Abschiebungsdebatte: Europarat warnt vor Druck auf Justiz
Der Generalsekretär des Europarats, Alain Berset, hat Forderungen von neun EU-Staaten, darunter Österreich, nach einer Neuauslegung der Europäischen Menschenrechtskonvention im Bereich Migration zur leichteren Abschiebung von ausländischen Straftätern zurückgewiesen. „Der Gerichtshof darf nicht als Waffe eingesetzt werden – weder gegen Regierungen noch von ihnen“, teilte Berset heute in einem Statement mit.
„Debatten sind gesund, aber eine Politisierung des Gerichtshofs ist es nicht“, heißt es in dem Statement Bersets weiter. „In einer Gesellschaft, die von Rechtsstaatlichkeit geprägt ist, sollte keine Justiz unter politischen Druck geraten. Institutionen, die die Grundrechte schützen, dürfen sich nicht den politischen Zyklen beugen. Wenn sie es doch tun, riskieren wir, genau die Stabilität zu untergraben, die sie gewährleisten sollen.“
Auch Österreich fordert leichtere Ausweisung
Neun europäische Länder, darunter Österreich, haben am Donnerstag dazu aufgerufen, die Ausweisung ausländischer Straftäter zu vereinfachen. Einen entsprechenden offenen Brief auf Initiative Dänemarks und Italiens über die Neuauslegung der Europäischen Menschenrechtskonvention im Bereich Migration unterzeichnete auch Bundeskanzler Christian Stocker (ÖVP). „Wir sollten auf nationaler Ebene mehr Spielraum haben, um zu entscheiden, wann wir kriminelle Ausländer ausweisen“, heißt es.
Genannt werden etwa Fälle von schweren Gewaltverbrechen und Drogenkriminalität.

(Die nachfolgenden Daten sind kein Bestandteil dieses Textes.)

PR #987, opened 2023-09-27
Rename uplink host switch profile for consistency

annakhm:
In order to avoid confusion, objects based on policy API should contain _policy prefix. We omitted the prefix for sake of shorter names in some fabric resources, however this causes confusion in dependency management, since policy resources relay on 'path' rather than 'id'.


salv-orlando (approved):
LGTM!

Die Unterzeichner betonen weiters, die Staaten müssten in der Lage sein, wirksame Maßnahmen gegen feindliche Staaten zu ergreifen, die durch die Instrumentalisierung von Migranten versuchten, „unsere Werte und Rechte gegen uns zu verwenden“.
Debatte über Auslegung der Konvention
Die Auslegung des Europäischen Menschenrechtsgerichtshofs (EGMR) habe in einigen Fällen die Fähigkeit eingeschränkt, die demokratischen Gesellschaften und die Bevölkerung vor den heutigen Herausforderungen zu schützen, betonen die Unterzeichner.
Der offene Brief geht nach Angaben aus dem Bundeskanzleramt zurück auf eine Initiative der dänischen Ministerpräsidentin Mette Frederiksen und der italienischen Ministerpräsidentin Giorgia Meloni und wird neben Bundeskanzler Stocker von den Regierungschefs aus Belgien, Tschechien, Estland, Lettland, Litauen und Polen unterstützt.